The next step in the absorption of cobalamin is the binding of the cobalamin-IF complex to specific receptors on the apical membranes of enterocytes in the ileum. Cobalamin without IF neither binds to ileal receptors nor is absorbed. The binding of the cobalamin-IF complex is selective and rapid and requires Ca2+, but it is not energy dependent. The enterocyte next internalizes the cobalamin-IF complex in a process that is energy dependent but has not been well characterized. Inside the cell, cobalamin and IF dissociate; lysosomal degradation may play a role here. Within the enterocyte, cobalamin binds to another transport protein—transcobalamin II—which is required for cobalamin's exit from the enterocyte. The cobalamin exits the ileal enterocyte across the basolateral membrane bound to transcobalamin II, possibly by an exocytotic mechanism. The transcobalamin II–cobalamin complex enters the portal circulation, where it is delivered to the liver for storage and for secretion into the bile.

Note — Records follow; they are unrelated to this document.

PR #1379, opened 2020-06-29
Refactor implementation of `stack_snapshot`

aherrmann:
This PR extracts the refactorings of the `stack_snapshot` implementation that occurred in https://github.com/tweag/rules_haskell/issues/1310. It does not change the functionality of `stack_snapshot` at this point. I have confirmed that the results of `bazel fetch` don't change between `master` and this PR on `@stackage`, `@stackage-zlib`, `@ghcide`, and `@stackge` in `examples`.

- Parse instead of validating the output of `stack ls dependencies json`. In particular, consistently introduce a `location.type` field into a package specification. Before, core packages had no `location` field at all.
- Factor out checks on the `snapshot`/`local_snapshot` attributes to make them re-usable between pinned and non-pinned `stack_snapshot`.
- Factor out parsing of the user provided package list to make them re-usable between pinned and non-pinned `stack_snapshot`.
- Split `_compute_dependency_graph` into two separate functions `_resolve_packages` and `_download_packages`. The pinned version will only need to call a version of `_download_packages` but not `_resolve_packages`. This also simplifies the transformations on the output of `stack ls dependencies json` that `_compute_dependency_graph` used to perform for historical reasons. The output of `stack ls dependencies json` is already pretty close to what we need in `stack_snapshot`. The new format is also easier to de-/serialize through JSON. Notably, `_resolve_packages` sorts the packages by name to ensure that the generated `BUILD.bazel` file and `packages.bzl` are reproducible.
- The generated `packages.bzl` file is modified to contain one package per line instead of all packages in one line. This is to make the file easier to read for humans and friendlier towards diffing.

### DIFF
--- a/haskell/cabal.bzl
+++ b/haskell/cabal.bzl
@@ -1149,6 +1149,50 @@ def _parse_stack_snapshot(repository_ctx, snapshot, local_snapshot):
         fail("Please specify one of snapshot or local_snapshot")
     return snapshot
 
+def _parse_packages_list(packages, vendored_packages):
+    """Parse the `packages` attribute to `stack_snapshot`.
+
+    Validates that there are no duplicates between `packages` and
+    `vendored_packages`.
+
+    Args:
+      packages: The list of requested packages versioned or unversioned.
+      vendored_packages: The dict of provided vendored packages.
+
+    Returns:
+      struct(all, core, versioned, unversioned):
+        all: The unversioned names of all requested packages.
+        core: The unversioned names of requested core packages.
+        versioned: The versioned names of requested versioned packages.
+        unversioned: The unversioned names of requested unversioned packages.
+    """
+    all_packages = []
+    core_packages = []
+    versioned_packages = []
+    unversioned_packages = []
+
+    for package in packages:
+        has_version = _has_version(package)
+        unversioned = _chop_version(package) if has_version else package
+        if unversioned in vendored_packages:
+            fail("Duplicate package '{}'. Packages may not be listed in both 'packages' and 'vendored_packages'.".format(package))
+        all_packages.append(unversioned)
+        if unversioned in _CORE_PACKAGES:
+            if has_version:
+                fail("{} is a core package, built into GHC. Its version is determined entirely by the version of GHC you are using. You cannot pin it to {}.".format(unversioned, _version(package)))
+            core_packages.append(unversioned)
+        elif has_version:
+            versioned_packages.append(package)
+        else:
+            unversioned_packages.append(package)
+
+    return struct(
+        all = all_packages,
+        core = core_packages,
+        versioned = versioned_packages,
+        unversioned = unversioned_packages,
+    )
+
 def _stack_snapshot_impl(repository_ctx):
     snapshot = _parse_stack_snapshot(
         repository_ctx,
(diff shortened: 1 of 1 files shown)


haskell/cabal.bzl
```diff
@@ -892,23 +892,71 @@ def _get_components(components, package):
...
+    actual_ty = type(json[field])
+    if actual_ty != ty:
+        fail(fmt % "Expected field '{field}' of type '{expected}', but got '{got}'.".format(
+            field = field,
+            expected = ty,
+            got = actual_ty,
+        ))
+    return json[field]
+
+def _parse_package_spec(package_spec):
```
Profpatsch, line 920: A link to the definition of the package spec format would be nice (though I don’t have the illusion that there exists one)

haskell/cabal.bzl
```diff
@@ -892,23 +892,71 @@ def _get_components(components, package):
...
+        field: _parse_json_field(package_spec, field, ty, errmsg.format(context = "package description"))
+        for (field, ty) in [("name", "string"), ("version", "string"), ("dependencies", "list")]
+    }
+
+    # Parse location field.
+    location = {}
+    if parsed["name"] in _CORE_PACKAGES or not "location" in package_spec:
+        location["type"] = "core"
+    else:
+        location_type = _parse_json_field(package_spec["location"], "type", "string", errmsg.format(context = "location description"))
```
Profpatsch, line 934: Some really long lines from here

haskell/cabal.bzl
```diff
@@ -892,23 +892,71 @@ def _get_components(components, package):
...
+        if location_type == "project package":
+            location["type"] = "vendored"
+        elif location_type == "hackage":
+            location["type"] = location_type
+            url_prefix = _parse_json_field(package_spec["location"], "url", "string", errmsg.format(context = location_type + " location description"))
+            location["url"] = url_prefix + "/{name}-{version}.tar.gz".format(**parsed)
+            # stack does not expose sha-256, see https://github.com/commercialhaskell/stack/issues/5274
```
Profpatsch, line 941: why is that important?

Profpatsch:
I didn’t review the second-to-last commit “Separate resolving and downloading packages”, as it was kind of hard to follow which parts went where, but I guess we’ll see if the changes are correct. It would probably be easier to review if it separated the parts that remove the legacy transformations from the pure refactor code.

haskell/cabal.bzl
aherrmann: That's a good idea. I'm not aware of a standalone definition, however the `stack` sources certainly define the current format. I've added a link to the docstring.

haskell/cabal.bzl
aherrmann: Fixed.

haskell/cabal.bzl
aherrmann: Once we download Hackage and archive dependencies using Bazel rather than `stack unpack` we'll want the SHA-256 to make sure the download is reproducible and caches well in Bazel's repository cache. However, since `stack ls dependencies json` doesn't expose the SHA-256 we have to determine it in other ways. https://github.com/tweag/rules_haskell/pull/1376 implements that.

If `stack` implements https://github.com/commercialhaskell/stack/issues/5274 then we can directly extract the SHA-256 here instead of determining it ourselves later on.

PR #1383, opened 2020-07-01
haskell_repl: Track data and runfiles explicitly

### LINKED ISSUE #1380: haskell_repl fails to load on compiler errors when collect_data = True
**Describe the bug**
A `haskell_repl` target fails to open the REPL if there are compiler errors in one of the modules being loaded from source. This happens only if `collect_data = True`.

**To Reproduce**
* Introduce an error in `tests/binary-simple/Main.hs`, e.g. delete the definition of `main`.
* Try `bazel run //tests/binary-simple:binary-simple@repl` and observe a Bazel build error that prevents the REPL from starting.
* Then set the default of `collect_data` to `False` in `haskell/repl.bzl`, retry the above, and observe the REPL opening and only then reporting an error.

**Expected behavior**
The REPL itself should build and open without errors, an compiler errors in modules loaded from source should only be reported by GHCi in the REPL session.

**Environment**
 - OS name + version: Ubuntu 19.10
 - Bazel version: 2.1.0
 - Version of the rules: 0b66b7bc8d6dd9e118ba4dabcf65be99022171d0

**Additional context**
This seems to be a consequence of setting `collect_data = True` in [`ctx.runfiles`](https://github.com/tweag/rules_haskell/blob/0b66b7bc8d6dd9e118ba4dabcf65be99022171d0/haskell/repl.bzl#L394). The [Bazel runfiles guide](https://docs.bazel.build/versions/master/skylark/rules.html#runfiles-features-to-avoid) recommends to avoid that feature and instead track runfiles explicitly. This requires some care for targets that depend rules from other rule sets, e.g. a `scala_binary` in a `data` dependency, to ensure that their runtime dependencies are also tracked correctly.

aherrmann:
In case of `haskell_binary` or `haskell_test` targets the `DefaultInfo.runfiles` will include the binary itself. This meant that if `collect_data == True` then the REPL depended on the compiled binary of targets that should be loaded into the REPL by source. I.e. if a module that should be loaded into the REPL by source cannot be compiled due to a compiler error then it can also not be loaded into a REPL with `collect_data = True`. This is very inconvenient as the REPL might help to fix the compiler error.

This changes fixes this by tracking data dependencies and runfiles explicitly rather than just relying on `ctx.runfiles(collect_data = True)`. In particular, in case of targets that should be loaded by source we will not include the full `DefaultInfo.runfiles` (which would include the final binary of a `haskell_binary|test`), but instead we only include the files and runfiles of `data` dependencies.

Closes #1380

### DIFF
--- a/haskell/repl.bzl
+++ b/haskell/repl.bzl
@@ -97,6 +97,22 @@ def _merge_runfiles(runfiles_list):
             result = result.merge(runfiles)
     return result
 
+def _data_runfiles(ctx, rule, attr):
+    """Generate runfiles for a data attribute.
+
+    Attrs:
+      ctx: The rule context.
+      rule: The rule object, `ctx` for a rule, `ctx.rule` for an aspect.
+      attr: The attribute name of the data attribute.
+
+    Returns:
+      A runfiles object capturing data files and data runfiles.
+    """
+    return _merge_runfiles(
+        [ctx.runfiles(files = getattr(rule.files, attr, []))] +
+        [data[DefaultInfo].default_runfiles for data in getattr(rule.attr, attr, [])],
+    )
+
 def _merge_HaskellReplLoadInfo(load_infos):
     source_files = depset()
     import_dirs = depset()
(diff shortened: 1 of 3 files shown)


aherrmann:
rebased on master to fix merge conflict.

PR #1388, opened 2020-07-07
Fix linker errors on Ubuntu >= 18.04 with GHC bindist

### LINKED ISSUE #1349: rules_haskell buildkite broken
It looks like rules_haskell is broken both HEAD and in-project, starting May 26.
Example Failure: https://buildkite.com/bazel/rules-haskell-haskell/builds/372#020c5972-dec5-4c7c-bff0-b4aa8cf2e372

Snip:
```
/usr/bin/ld.gold: error: /tmp/ghc3_0/ghc_2.o: requires dynamic R_X86_64_32 reloc against 'ZCMain_main_closure' which may overflow at runtime; recompile with -fPIC
--
  | /usr/bin/ld.gold: error: ../../../../../external/rules_haskell_ghc_linux_amd64/lib/base-4.13.0.0/libHSbase-4.13.0.0.a(Base.o): requires unsupported dynamic reloc 11; recompile with -fPIC
```

aherrmann:
Closes #1349

On some more recent Linux distributions (e.g. Ubuntu 18.04) `gcc` defaults to linking with `-pie`. At the same time GHC passes `-r` to the linker when joining object files. In order to avoid errors of the form 

     /usr/bin/ld: -r and -pie may not be used together

we need to pass `-no-pie` to the linker. Additionally, GHC compiles the `main` function during linking with non-position independent code. Attempting to link this code with `-pie` will cause the following error:

    /usr/bin/ld.gold: error: /tmp/ghc3_0/ghc_2.o: requires dynamic R_X86_64_32 reloc against 'ZCMain_main_closure' which may overflow at runtime; recompile with -fPIC
    /usr/bin/ld.gold: error: ../../../../../external/rules_haskell_ghc_linux_amd64/lib/base-4.13.0.0/libHSbase-4.13.0.0.a(Base.o): requires unsupported dynamic reloc 11; recompile with -fPIC

This was not caught on rules_haskell's bindist CI since it was still running on Ubuntu 16.04 which hadn't enabled `-pie` by default, yet. I've upgraded the rules_haskell bindist CI image to Ubuntu 18.04. I've [confirmed](https://buildkite.com/tweag-1/rules-haskell/builds/1560#c75bf4be-df7a-4f67-9499-c75b5c6c5326) that this does not break the build on Ubuntu 16.04.

### DIFF
--- a/haskell/cabal.bzl
+++ b/haskell/cabal.bzl
@@ -213,13 +213,7 @@ def _prepare_cabal_inputs(
     ], join_with = " ", format_each = "--ghc-arg=%s", omit_if_empty = False)
     args.add("--flags=" + " ".join(flags))
     if not hs.toolchain.is_darwin and not hs.toolchain.is_windows:
-        # On some more recent Linux distributions (e.g. Ubuntu 18.04) `gcc`
-        # defaults to linking with `-pie`. At the same time Cabal passes `-r`
-        # to the linker. In order to avoid errors of the form
-        #
-        #     /usr/bin/ld: -r and -pie may not be used together
-        #
-        # we need to pass `-no-pie` to the linker.
+        # See Note [No PIE when linking] in haskell/private/actions/link.bzl
         args.add("--ghc-option=-optl-no-pie")
     args.add_all(compiler_flags, format_each = "--ghc-option=%s")
     if dynamic_binary:
--- a/haskell/cabal.bzl
+++ b/haskell/cabal.bzl
@@ -212,6 +212,15 @@ def _prepare_cabal_inputs(
         for arg in ["-package-db", "./" + _dirname(package_db)]
     ], join_with = " ", format_each = "--ghc-arg=%s", omit_if_empty = False)
     args.add("--flags=" + " ".join(flags))
+    if not hs.toolchain.is_darwin and not hs.toolchain.is_windows:
+        # On some more recent Linux distributions (e.g. Ubuntu 18.04) `gcc`
+        # defaults to linking with `-pie`. At the same time Cabal passes `-r`
+        # to the linker. In order to avoid errors of the form
+        #
+        #     /usr/bin/ld: -r and -pie may not be used together
+        #
+        # we need to pass `-no-pie` to the linker.
+        args.add("--ghc-option=-optl-no-pie")
     args.add_all(compiler_flags, format_each = "--ghc-option=%s")
     if dynamic_binary:
         args.add_all(
--- a/haskell/cc.bzl
+++ b/haskell/cc.bzl
@@ -5,7 +5,7 @@ These rules are deprecated.
 
 load(
     "@bazel_tools//tools/build_defs/cc:action_names.bzl",
-    "CPP_LINK_DYNAMIC_LIBRARY_ACTION_NAME",
+    "CPP_LINK_EXECUTABLE_ACTION_NAME",
     "C_COMPILE_ACTION_NAME",
 )
 load(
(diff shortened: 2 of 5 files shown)


haskell/cc.bzl
```diff
@@ -112,9 +113,6 @@ def cc_interop_info(ctx):
     cc_files = ctx.files._cc_toolchain + cc_wrapper.inputs.to_list()
     cc_manifests = cc_wrapper.manifests
 
-    # XXX Workaround https://github.com/bazelbuild/bazel/issues/6876.
-    linker_flags = [flag for flag in linker_flags if flag not in ["-shared"]]
```
aherrmann, line 116: While debugging #1349 I noticed that this could be simplified by following the suggestion from https://github.com/bazelbuild/bazel/issues/6876#issuecomment-452727209.

haskell/private/actions/link.bzl
```diff
@@ -108,6 +108,16 @@ def link_binary(
             print("WARNING: dynamic linking and profiling don't mix. Omitting -dynamic.\nSee https://ghc.haskell.org/trac/ghc/ticket/15394")
         else:
             args.add_all(["-pie", "-dynamic"])
+    elif not hs.toolchain.is_darwin and not hs.toolchain.is_windows:
+        # GHC compiles the `main` function during linking with non-position
+        # independent code. On some more recent Linux distributions (e.g.
+        # Ubuntu 18.04) `gcc` defaults to linking with `-pie`, so we need
```
hanshoglund, line 114: Is there an upstream ticket for why GHC is unable to produce PIEs?

haskell/cabal.bzl
```diff
@@ -212,6 +212,15 @@ def _prepare_cabal_inputs(
         for arg in ["-package-db", "./" + _dirname(package_db)]
     ], join_with = " ", format_each = "--ghc-arg=%s", omit_if_empty = False)
     args.add("--flags=" + " ".join(flags))
+    if not hs.toolchain.is_darwin and not hs.toolchain.is_windows:
+        # On some more recent Linux distributions (e.g. Ubuntu 18.04) `gcc`
```
hanshoglund, line 216: I'd suggest using [notes](https://ro-che.info/articles/2018-05-02-ghc-note-snippet) to link these comments together, and include a link to the original ticket.

dcreager:
We were seeing this on github/semantic#595, and I can confirm that this patch fixes our Linux builds.

haskell/cabal.bzl
aherrmann: Good idea, I've added a more detailed note and pointed to it next to the changes.

haskell/private/actions/link.bzl
aherrmann: There's a note in the GHC code base that explains this a bit further: https://gitlab.haskell.org/ghc/ghc/-/blob/d0bab2e3419e49cdbb1201d4650572b57f33420c/compiler/main/DynFlags.hs#L5551-5557.
I've added a pointer to it and related GHC tickets to the note in `haskell/private/actions/link.bzl`.

aherrmann:
> setting `no-pie` everywhere seems like a bit of a sledgehammer. It would be good to get more clarity on the upstream issue.

As pointed out in [this GHC note](https://gitlab.haskell.org/ghc/ghc/-/blob/d0bab2e3419e49cdbb1201d4650572b57f33420c/compiler/main/DynFlags.hs#L5551-5557) that corresponds to GHC's behavior provided that the C compiler supports the `-no-pie` flag. As pointed out in https://github.com/tweag/rules_haskell/pull/1388/commits/26cc476d81f746c0ac68fa851e28bb237c8f8d75 it's not so straight-forward to implement such autodetection in the case of rules_haskell. If necessary we could make this user-configurable or if really necessary perform auto-detection in a GHC wrapper.

PR #6, opened 2023-09-22
Improve RetrieveChat

thinkall:

- Use upsert in batch of 40000 to improve chromadb upsert stability, avoid error for super large corpus.
- Improve `Update Context` logic, support customizing trigger words `customized_answer_prefix`. If `customized_answer_prefix` is given and it is not in the answer, `Update Context` will also be triggered.
- Add a parameter `no_update_context` to stop `Update Context`, useful for ablation experiments.
- Add an example of customizing prompt, trigger word and few-shot learning to `RetrieveChat` notebook.
- Update tests.

## Checks


sonichi:
This PR decreases coverage. Can we avoid that?

thinkall:
> This PR decreases coverage. Can we avoid that?

I see `test/agentchat/test_retrievechat.py` is skipped, is there any concerns for these tests?

sonichi:
> > This PR decreases coverage. Can we avoid that?
> 
> I see `test/agentchat/test_retrievechat.py` is skipped, is there any concerns for these tests?

Some tests are skipped because chromadb is not installed in [test]. We can add it.
The test that depends on OpenAI should check whether openai is installed and skip if not, like other tests.

autogen/agentchat/contrib/retrieve_user_proxy_agent.py
sonichi, line 1: There are changes beyond the upsert in batch. Could you please add more explanation in the PR and try to document them more clearly in the code? If the added functionality can be illustrated by a notebook example it'll be the best.

thinkall: Added

notebook/agentchat_RetrieveChat.ipynb
sonichi, line 1: For the new example, could you explain what happened here, when no "UPDATE CONTEXT" is sent but the context is still updated? 

assistant (to ragproxyagent):

I'm sorry, I do not have enough information about North Marion High School and Seoul High School to provide an answer. Please provide more context or information about the schools.

Updating context and resetting conversation.

thinkall: This is triggered by the customized trigger words `customized_answer_prefix`. If `customized_answer_prefix` is given and it is not in the answer, `Update Context` will also be triggered. It's `the answer is` in the notebook.

rickyloynd-microsoft (approved):

sonichi:
One last change we need: bump the version of autogen and the version number in the notebook. Then I'll need to make a new release. Otherwise the notebook will not work.

thinkall:
> One last change we need: bump the version of autogen and the version number in the notebook. Then I'll need to make a new release. Otherwise the notebook will not work.

Updated to 0.1.2

pcdeadeasy (changes requested):
I saw a chunk of code that was commented out in generate_init_message.
Also consider making _generate_retrieve_user_reply more readable.

autogen/agentchat/contrib/retrieve_user_proxy_agent.py
```diff
@@ -230,6 +230,11 @@ def _generate_retrieve_user_reply(
         sender: Optional[Agent] = None,
         config: Optional[Any] = None,
     ) -> Tuple[bool, Union[str, Dict, None]]:
+        """In this function, we will update the context and reset the conversation based on different conditions.
+        We'll update the context and reset the conversation if no_update_context is False and either of the following:
```
sonichi, line 234: It'll be easier to think of "update_context is True" than "no_update_context is False".

pcdeadeasy (approved):
Changes look good to me. once suggestion that you could consider is to rename the rerieve_user_proxy_agent.py as **RAG**_user_proxy_agent.py.

PR #80, opened 2023-10-02
Replace the use of `assert` in non-test code

cipherself:

This PR gets rid of the use of `assert` in non-test code, as these statements will be removed by CPython if the interpreter is run with optimizations see [the assert statement](https://docs.python.org/3/reference/simple_stmts.html#the-assert-statement) and [-O](https://docs.python.org/3/using/cmdline.html#cmdoption-O)

## Checks


cipherself:

autogen/agentchat/conversable_agent.py
```diff
@@ -757,7 +761,11 @@ def generate_reply(
         Returns:
             str or dict or None: reply. None if no reply is generated.
         """
-        assert messages is not None or sender is not None, "Either messages or sender must be provided."
+        if all((messages is None, sender is None)):
+            error_msg = f"Either {messages=} or {sender=} must be provided."
```
sonichi, line 765: `{messages=}` doesn't look right legit format strs.
This issue is not detected because of lack of test coverage. Please add test to cover these branches.

cipherself: Do you mean it's not syntactically valid Python? If so, that's not really true

> The = specifier can be used to expand an expression to the text of the expression, an equal sign, then the representation of the evaluated expression:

Total-body cobalamin stores are large (~5 mg), particularly when compared with the daily rate of cobalamin absorption and loss. (The daily cobalamin requirement for normal adults is only 2 micrograms.) The load of cobalamin presented to the small intestine is derived about equally from two sources: the diet and biliary secretions. The latter is the result of the enterohepatic circulation (see pp. 962–964) of cobalamin; after its absorption, cobalamin is delivered throughout the body, and the excess is secreted by the liver into the bile, where it once again can be reabsorbed by the small intestine and recirculated.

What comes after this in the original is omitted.